┌──
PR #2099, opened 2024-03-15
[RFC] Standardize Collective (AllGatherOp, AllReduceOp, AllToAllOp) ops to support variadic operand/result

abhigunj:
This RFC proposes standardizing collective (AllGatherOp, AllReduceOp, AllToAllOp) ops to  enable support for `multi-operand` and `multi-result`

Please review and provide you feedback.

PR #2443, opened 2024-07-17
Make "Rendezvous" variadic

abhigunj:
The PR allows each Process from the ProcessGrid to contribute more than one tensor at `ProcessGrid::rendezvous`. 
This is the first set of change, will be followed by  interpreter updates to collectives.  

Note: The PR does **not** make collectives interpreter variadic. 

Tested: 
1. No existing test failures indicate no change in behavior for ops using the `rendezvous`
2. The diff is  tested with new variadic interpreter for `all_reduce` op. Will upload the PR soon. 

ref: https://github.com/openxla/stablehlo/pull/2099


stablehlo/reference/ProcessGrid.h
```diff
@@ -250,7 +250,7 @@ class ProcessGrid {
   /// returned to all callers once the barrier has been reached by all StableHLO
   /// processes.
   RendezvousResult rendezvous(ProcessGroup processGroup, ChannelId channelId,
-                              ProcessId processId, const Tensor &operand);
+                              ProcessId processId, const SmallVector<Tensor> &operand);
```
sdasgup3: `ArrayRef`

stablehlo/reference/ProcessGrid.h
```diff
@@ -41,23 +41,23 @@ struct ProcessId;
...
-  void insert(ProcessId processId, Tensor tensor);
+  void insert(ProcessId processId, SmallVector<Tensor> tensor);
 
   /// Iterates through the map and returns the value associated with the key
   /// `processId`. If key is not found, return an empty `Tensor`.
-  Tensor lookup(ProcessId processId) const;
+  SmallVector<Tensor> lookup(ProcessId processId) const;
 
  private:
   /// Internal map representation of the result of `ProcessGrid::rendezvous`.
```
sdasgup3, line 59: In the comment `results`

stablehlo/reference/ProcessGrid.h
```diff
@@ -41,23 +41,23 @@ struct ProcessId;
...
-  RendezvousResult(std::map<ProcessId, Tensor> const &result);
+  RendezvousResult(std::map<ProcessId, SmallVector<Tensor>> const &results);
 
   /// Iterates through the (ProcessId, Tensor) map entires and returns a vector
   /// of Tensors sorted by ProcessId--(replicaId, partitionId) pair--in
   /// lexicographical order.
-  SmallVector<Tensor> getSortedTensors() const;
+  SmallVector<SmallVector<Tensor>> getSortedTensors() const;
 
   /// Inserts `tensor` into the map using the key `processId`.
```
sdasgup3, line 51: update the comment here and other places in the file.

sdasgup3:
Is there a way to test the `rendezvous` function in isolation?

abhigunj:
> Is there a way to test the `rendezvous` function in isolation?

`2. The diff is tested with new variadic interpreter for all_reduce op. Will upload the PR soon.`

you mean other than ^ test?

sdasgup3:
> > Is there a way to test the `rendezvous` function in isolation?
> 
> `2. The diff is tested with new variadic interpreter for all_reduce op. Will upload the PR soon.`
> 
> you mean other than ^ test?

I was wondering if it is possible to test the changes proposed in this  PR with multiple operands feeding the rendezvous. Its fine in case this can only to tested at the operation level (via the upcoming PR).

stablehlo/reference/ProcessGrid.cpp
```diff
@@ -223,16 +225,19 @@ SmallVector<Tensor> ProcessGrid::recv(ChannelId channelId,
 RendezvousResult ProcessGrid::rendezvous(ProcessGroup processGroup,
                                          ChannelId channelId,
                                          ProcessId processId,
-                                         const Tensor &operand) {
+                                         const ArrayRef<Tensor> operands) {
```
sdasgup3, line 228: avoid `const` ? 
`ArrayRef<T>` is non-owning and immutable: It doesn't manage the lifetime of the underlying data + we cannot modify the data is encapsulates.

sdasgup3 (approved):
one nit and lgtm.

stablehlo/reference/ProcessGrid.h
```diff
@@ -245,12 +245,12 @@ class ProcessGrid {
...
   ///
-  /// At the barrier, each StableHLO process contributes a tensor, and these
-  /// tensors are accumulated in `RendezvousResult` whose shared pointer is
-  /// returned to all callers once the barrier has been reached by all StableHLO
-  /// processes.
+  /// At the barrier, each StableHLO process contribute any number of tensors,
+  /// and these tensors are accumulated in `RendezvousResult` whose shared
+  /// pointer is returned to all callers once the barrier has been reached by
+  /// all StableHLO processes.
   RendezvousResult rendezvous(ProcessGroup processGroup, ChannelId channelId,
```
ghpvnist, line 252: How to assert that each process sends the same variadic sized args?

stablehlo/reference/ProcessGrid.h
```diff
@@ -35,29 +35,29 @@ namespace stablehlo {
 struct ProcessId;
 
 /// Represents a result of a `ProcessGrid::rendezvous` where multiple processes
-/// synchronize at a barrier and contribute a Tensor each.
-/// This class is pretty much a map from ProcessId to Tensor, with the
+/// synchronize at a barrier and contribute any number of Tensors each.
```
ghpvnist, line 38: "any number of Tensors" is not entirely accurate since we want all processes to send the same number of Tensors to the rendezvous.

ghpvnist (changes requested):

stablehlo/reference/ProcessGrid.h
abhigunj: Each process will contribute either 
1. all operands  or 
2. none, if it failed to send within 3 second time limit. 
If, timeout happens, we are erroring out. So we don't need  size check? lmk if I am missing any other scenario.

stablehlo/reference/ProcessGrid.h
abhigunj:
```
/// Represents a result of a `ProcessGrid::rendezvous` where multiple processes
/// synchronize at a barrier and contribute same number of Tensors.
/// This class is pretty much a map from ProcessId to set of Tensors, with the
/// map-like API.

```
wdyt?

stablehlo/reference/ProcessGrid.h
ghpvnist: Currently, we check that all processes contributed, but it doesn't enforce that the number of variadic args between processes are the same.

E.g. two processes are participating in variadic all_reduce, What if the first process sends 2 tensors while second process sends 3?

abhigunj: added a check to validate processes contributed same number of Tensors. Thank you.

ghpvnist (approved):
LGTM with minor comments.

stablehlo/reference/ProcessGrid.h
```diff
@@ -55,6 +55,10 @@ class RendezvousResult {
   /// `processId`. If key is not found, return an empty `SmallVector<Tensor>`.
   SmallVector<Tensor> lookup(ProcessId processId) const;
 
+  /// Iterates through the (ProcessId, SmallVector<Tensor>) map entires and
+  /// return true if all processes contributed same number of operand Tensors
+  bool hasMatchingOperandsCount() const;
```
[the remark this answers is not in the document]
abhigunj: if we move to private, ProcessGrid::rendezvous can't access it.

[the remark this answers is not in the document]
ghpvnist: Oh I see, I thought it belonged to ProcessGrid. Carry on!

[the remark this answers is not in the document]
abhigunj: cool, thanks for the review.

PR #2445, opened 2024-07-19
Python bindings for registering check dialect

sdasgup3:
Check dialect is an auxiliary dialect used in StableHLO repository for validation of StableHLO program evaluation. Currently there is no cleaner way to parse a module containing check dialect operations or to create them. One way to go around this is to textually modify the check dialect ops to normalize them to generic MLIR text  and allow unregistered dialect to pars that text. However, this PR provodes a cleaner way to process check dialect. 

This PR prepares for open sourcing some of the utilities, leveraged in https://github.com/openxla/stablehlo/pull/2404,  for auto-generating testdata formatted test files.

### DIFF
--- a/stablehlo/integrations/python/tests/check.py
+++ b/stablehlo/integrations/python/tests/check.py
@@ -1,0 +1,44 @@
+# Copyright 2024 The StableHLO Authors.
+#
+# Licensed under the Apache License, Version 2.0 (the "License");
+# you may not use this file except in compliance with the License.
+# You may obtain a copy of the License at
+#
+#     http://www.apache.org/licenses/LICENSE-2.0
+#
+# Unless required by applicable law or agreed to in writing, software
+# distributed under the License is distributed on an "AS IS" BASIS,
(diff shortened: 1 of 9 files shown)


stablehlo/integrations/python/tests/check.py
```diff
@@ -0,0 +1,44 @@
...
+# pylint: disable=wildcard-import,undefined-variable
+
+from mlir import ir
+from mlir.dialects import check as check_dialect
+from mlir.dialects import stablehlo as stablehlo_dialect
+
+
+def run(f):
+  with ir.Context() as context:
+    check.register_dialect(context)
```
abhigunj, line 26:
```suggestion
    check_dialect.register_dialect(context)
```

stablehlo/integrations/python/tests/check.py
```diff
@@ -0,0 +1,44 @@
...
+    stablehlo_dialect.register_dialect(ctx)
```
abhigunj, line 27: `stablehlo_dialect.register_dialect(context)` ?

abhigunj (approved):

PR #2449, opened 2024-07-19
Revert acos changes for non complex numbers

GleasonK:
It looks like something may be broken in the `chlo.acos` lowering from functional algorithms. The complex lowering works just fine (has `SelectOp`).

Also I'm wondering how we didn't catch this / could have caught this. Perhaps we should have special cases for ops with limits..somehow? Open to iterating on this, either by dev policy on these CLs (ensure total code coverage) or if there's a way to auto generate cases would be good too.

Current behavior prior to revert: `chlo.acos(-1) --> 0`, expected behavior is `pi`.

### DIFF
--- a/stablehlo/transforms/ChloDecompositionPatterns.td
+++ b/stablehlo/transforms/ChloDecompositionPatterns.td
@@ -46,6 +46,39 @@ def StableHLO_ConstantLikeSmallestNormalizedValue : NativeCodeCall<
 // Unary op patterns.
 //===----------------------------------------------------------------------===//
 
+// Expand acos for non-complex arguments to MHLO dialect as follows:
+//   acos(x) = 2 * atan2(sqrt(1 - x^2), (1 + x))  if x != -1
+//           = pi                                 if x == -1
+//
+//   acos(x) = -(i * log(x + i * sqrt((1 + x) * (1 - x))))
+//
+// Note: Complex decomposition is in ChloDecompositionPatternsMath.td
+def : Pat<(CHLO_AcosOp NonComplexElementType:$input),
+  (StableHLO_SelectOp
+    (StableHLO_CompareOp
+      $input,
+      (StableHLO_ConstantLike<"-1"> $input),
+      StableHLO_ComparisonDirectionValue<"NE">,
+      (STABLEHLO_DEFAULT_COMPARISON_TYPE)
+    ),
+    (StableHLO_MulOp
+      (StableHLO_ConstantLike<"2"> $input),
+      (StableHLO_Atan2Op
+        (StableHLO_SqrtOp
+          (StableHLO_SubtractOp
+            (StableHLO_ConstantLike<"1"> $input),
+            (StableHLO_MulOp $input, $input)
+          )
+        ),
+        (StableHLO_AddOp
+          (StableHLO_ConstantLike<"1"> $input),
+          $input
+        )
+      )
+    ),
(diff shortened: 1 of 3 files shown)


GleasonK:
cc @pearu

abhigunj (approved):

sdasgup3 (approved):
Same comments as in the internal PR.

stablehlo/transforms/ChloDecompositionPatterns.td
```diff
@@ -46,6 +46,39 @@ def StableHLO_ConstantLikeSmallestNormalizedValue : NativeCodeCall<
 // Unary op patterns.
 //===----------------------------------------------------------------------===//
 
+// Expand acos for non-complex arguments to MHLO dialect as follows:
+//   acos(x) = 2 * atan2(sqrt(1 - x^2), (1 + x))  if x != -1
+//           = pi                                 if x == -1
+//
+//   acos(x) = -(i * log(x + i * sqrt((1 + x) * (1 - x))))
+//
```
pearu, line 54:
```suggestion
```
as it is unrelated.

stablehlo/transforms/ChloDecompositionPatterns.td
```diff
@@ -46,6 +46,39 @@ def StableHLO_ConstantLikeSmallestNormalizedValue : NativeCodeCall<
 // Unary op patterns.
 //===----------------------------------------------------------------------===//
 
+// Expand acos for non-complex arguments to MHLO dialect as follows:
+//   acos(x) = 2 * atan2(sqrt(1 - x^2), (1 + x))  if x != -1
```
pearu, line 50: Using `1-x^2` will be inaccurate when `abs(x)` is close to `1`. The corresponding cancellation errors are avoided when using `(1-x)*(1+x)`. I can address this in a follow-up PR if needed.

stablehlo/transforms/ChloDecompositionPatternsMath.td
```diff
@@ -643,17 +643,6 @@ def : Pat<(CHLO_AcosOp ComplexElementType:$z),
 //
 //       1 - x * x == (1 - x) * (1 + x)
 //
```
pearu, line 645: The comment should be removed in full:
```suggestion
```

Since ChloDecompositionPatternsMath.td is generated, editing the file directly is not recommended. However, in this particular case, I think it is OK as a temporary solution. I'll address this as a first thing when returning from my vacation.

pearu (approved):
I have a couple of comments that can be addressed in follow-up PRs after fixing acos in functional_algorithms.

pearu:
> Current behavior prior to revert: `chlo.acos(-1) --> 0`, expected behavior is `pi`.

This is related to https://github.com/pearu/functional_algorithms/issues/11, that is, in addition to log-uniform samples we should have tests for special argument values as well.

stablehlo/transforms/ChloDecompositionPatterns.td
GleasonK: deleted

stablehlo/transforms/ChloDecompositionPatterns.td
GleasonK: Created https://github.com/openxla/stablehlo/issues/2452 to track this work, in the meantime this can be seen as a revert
└──
## Task item
The answer must be one number, the count of lines above that hold the word "synchronize".

## Result of the exercise
3